さて、ひとしきり悪巧み話に花を咲かせた後、私の心中でタイマーが働き、突然我に返って本題に入る。
「ただね、昔、整体の先生に聞かされた話だけど……そういう意地悪な行動って、多くは病心、つまり、身体を病んでいる人の心なんだそうです。つまり、健全な人なら、大らかな態度を取るけれど、具合が悪いとせっかちで意地が悪い態度になるものですよね? この場合も、お医者さんが相手にする程の病気にはなっていないかも知れないけれど、大らかな気持ちでいられるほどには健康じゃないんですよ。
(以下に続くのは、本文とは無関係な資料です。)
PR #151, opened 2019-07-12
swtpm: Handle EINTR for poll/read/write's

stefanberger:
Only some places for poll and read are handling the EINTR correctly
so far. Fix this now for the rest of poll/read/write's in use.

### DIFF
--- a/src/swtpm/ctrlchannel.c
+++ b/src/swtpm/ctrlchannel.c
@@ -416,9 +416,14 @@ wait_chunk:
         to = timeout.tv_sec * 1000 + timeout.tv_nsec / 1E6;
 
         /* wait for the next chunk */
-        n = poll(&pollfd, 1, to);
-        if (n <= 0)
-            return n;
+        while (true) {
+            n = poll(&pollfd, 1, to);
+            if (n < 0 && errno == EINTR)
+                continue;
+            if (n <= 0)
+                return n;
+            break;
+        }
         /* we should have data now */
     }
     return recvd;
--- a/src/swtpm/ctrlchannel.c
+++ b/src/swtpm/ctrlchannel.c
@@ -183,7 +183,7 @@ static int ctrlchannel_return_state(ptm_getstate *pgs, int fd)
                      iov[1].iov_base, min(iov[1].iov_len, 1024));
     }
 
-    n = writev(fd, iov, iovcnt);
+    n = writev_full(fd, iov, iovcnt);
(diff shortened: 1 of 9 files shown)


stefanberger:
@elmarco Any comment on this one? I think swtpm needs to handle EINTR in a loop everywhere.

elmarco:
This is not sufficient, you should handle partial read/write as well.

I suggest you introduce helpers, similar to qemu_write_full() readv_writev() etc

stefanberger:
I see QEMU's qemu_write_full() but I would have thought this function only works on file descriptors where O_NONBLOCK has been set. A test with a O_NONBLOCKing pipe shows that it's writing 64kb out of 128kb into the pipe but when NOT setting O_NONBLOCK it blocks on the write of 128kb. It works similarly with a socketpair AF_UNIX/SOCK_STREAM as we use in QEMU but here the capacity seems to be ~214kb and we get the same blocking behavior as with the pipe. We don't set O_NONBLOCK in swtpm, so we shouldn't have partial writes, but then QEMU confuses me...

Also, here from writev man page:
```
The  data  transfers  performed by readv() and writev() are atomic: the data written by writev() is written as a single block that is not intermingled with output from writes in other processes (but see pipe(7) for  an  exception);
```

We cannot have a partial write otherwise it wouldn't be atomic anymore... so it should be an all or nothing write.  But then later it says:

```
Note that it is not an error for a successful call to transfer fewer bytes than requested (see read(2) and write(2)).
```

Is this a contradiction?

elmarco:
I got that: [Linux Programming Interface](https://books.google.com/books?id=Ps2SH727eCIC&pg=PA1254&lpg=PA1254&dq=%22A+partial+read+may+occur+if+there+are+fewer+bytes%22&source=bl&ots=kMHdE6wOu4&sig=ACfU3U2OJEHDXiLnCxw0XS7iNoPMvQSZag&hl=en&sa=X&ved=2ahUKEwiZnrielLDjAhWswMQBHSgrAhUQ6AEwAHoECAEQAQ#v=onepage&q=%22A%20partial%20read%20may%20occur%20if%20there%20are%20fewer%20bytes%22&f=false
)

stefanberger:
I hope this longer series now addresses the issues.

elmarco:
ahah, you cheated with writev_full() :)

looks good,
Reviewed-by: Marc-André Lureau <marcandre.lureau@redhat.com>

身体が悪いから、目の前にあるものさえも人に取らそうとするでしょう? (そうだとのこと)、身体が思うように動かせないから人を使うんです。でも、使われた方にしてみれば自分だって楽じゃないのに迷惑で腹立たしいですよね。だから整体に掛かると、腰が軽く(行動力がます)なって、夫婦げんかが減るというのです。
でも、この状態の悪いところは、当人に不健康の自覚がないことです。当人には、治そうという気持ちはないだろうし、「整体に行け」「病院に行け」といっても面倒がるし、それどころか病気扱いすれば怒り出すのがオチでしょう。つまり、治せない、どころか、治そうとすればかえって悪くなるんです。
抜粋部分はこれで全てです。